- THE PROBLEM
Below are the records. Retype exactly the lines between the lines holding "Use Liquid::Usage.instrument to" and "The instrumentation shows", inclusive.

- INFORMATION GIVEN
——————————
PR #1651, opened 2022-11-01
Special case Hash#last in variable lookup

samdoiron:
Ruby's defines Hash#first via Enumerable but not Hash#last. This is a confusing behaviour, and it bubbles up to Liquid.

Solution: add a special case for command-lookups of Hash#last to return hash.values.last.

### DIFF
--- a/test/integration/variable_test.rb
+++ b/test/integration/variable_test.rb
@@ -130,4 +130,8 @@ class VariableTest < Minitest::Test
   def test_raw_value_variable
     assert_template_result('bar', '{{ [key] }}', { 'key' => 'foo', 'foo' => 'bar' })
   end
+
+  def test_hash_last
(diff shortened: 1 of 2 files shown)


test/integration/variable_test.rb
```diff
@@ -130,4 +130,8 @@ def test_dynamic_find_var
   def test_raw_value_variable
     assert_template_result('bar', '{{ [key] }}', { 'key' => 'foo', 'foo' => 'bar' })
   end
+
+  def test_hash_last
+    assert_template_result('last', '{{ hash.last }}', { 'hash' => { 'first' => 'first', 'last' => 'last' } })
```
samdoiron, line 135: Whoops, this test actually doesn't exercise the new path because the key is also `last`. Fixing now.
——————————
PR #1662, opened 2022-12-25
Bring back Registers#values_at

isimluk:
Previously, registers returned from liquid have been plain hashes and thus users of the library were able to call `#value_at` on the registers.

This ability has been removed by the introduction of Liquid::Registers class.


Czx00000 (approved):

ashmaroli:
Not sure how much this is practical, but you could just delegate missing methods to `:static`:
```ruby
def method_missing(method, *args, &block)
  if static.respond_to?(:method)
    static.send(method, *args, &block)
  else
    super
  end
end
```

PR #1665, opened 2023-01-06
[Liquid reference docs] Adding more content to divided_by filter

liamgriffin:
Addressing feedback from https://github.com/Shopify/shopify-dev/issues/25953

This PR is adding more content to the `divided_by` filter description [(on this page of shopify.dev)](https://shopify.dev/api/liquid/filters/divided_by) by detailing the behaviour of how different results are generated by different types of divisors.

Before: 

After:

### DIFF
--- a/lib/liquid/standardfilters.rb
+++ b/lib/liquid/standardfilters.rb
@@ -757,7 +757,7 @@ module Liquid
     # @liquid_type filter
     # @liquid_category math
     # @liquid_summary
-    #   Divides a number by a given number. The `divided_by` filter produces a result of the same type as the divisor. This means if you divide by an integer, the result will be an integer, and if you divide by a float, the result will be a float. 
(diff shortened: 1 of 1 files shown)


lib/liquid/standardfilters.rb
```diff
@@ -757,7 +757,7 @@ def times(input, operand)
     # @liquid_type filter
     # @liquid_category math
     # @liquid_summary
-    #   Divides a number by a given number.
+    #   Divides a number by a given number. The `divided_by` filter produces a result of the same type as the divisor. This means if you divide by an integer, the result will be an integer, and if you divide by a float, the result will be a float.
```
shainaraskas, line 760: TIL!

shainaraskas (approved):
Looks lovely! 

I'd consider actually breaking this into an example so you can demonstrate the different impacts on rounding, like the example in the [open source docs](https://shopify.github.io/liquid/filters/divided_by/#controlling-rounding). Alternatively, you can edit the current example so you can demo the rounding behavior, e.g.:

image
——————————
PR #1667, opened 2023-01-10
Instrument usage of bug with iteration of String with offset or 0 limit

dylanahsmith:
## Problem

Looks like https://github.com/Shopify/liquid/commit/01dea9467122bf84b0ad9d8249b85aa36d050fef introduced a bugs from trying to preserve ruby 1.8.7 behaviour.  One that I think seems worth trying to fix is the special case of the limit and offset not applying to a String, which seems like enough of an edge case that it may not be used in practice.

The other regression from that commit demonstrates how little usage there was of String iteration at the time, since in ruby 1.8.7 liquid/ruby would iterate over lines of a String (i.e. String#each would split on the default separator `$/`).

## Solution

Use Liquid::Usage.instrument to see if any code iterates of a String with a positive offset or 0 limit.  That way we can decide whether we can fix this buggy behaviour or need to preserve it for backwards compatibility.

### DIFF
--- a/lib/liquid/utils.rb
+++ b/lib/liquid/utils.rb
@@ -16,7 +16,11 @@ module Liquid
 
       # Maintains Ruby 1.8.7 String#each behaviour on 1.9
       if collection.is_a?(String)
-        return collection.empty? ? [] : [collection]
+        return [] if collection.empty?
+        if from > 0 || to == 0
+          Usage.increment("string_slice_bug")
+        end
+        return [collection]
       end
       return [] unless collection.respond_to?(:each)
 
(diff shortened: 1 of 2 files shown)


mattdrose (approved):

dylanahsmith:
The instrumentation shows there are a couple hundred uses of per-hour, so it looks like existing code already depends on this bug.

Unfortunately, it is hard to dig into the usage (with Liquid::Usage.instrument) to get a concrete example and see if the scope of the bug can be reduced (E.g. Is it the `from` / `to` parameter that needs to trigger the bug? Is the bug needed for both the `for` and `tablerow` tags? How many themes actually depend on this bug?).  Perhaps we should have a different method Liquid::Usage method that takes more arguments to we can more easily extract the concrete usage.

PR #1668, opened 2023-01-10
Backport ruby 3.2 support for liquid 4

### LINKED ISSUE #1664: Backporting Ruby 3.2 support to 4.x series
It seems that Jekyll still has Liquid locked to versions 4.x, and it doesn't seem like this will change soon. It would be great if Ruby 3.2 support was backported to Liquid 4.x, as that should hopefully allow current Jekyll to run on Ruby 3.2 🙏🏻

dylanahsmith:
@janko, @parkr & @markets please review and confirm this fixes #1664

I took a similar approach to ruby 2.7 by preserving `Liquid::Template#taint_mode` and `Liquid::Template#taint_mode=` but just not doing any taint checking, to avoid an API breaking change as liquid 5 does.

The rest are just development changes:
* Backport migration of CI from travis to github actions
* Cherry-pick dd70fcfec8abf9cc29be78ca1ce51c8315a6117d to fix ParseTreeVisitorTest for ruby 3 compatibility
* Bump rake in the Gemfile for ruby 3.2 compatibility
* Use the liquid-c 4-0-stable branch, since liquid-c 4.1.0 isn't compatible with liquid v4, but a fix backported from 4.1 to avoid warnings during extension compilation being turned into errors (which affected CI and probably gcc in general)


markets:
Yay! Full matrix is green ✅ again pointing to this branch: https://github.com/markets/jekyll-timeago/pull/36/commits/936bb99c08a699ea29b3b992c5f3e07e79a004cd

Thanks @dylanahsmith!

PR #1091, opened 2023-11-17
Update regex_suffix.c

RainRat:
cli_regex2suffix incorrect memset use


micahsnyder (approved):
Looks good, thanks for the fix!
——————————
- TASK RESULT
Use Liquid::Usage.instrument to see if any code iterates of a String with a positive offset or 0 limit.  That way we can decide whether we can fix this buggy behaviour or need to preserve it for backwards compatibility.

### DIFF
--- a/lib/liquid/utils.rb
+++ b/lib/liquid/utils.rb
@@ -16,7 +16,11 @@ module Liquid
 
       # Maintains Ruby 1.8.7 String#each behaviour on 1.9
       if collection.is_a?(String)
-        return collection.empty? ? [] : [collection]
+        return [] if collection.empty?
+        if from > 0 || to == 0
+          Usage.increment("string_slice_bug")
+        end
+        return [collection]
       end
       return [] unless collection.respond_to?(:each)
 
(diff shortened: 1 of 2 files shown)


mattdrose (approved):

dylanahsmith:
The instrumentation shows there are a couple hundred uses of per-hour, so it looks like existing code already depends on this bug.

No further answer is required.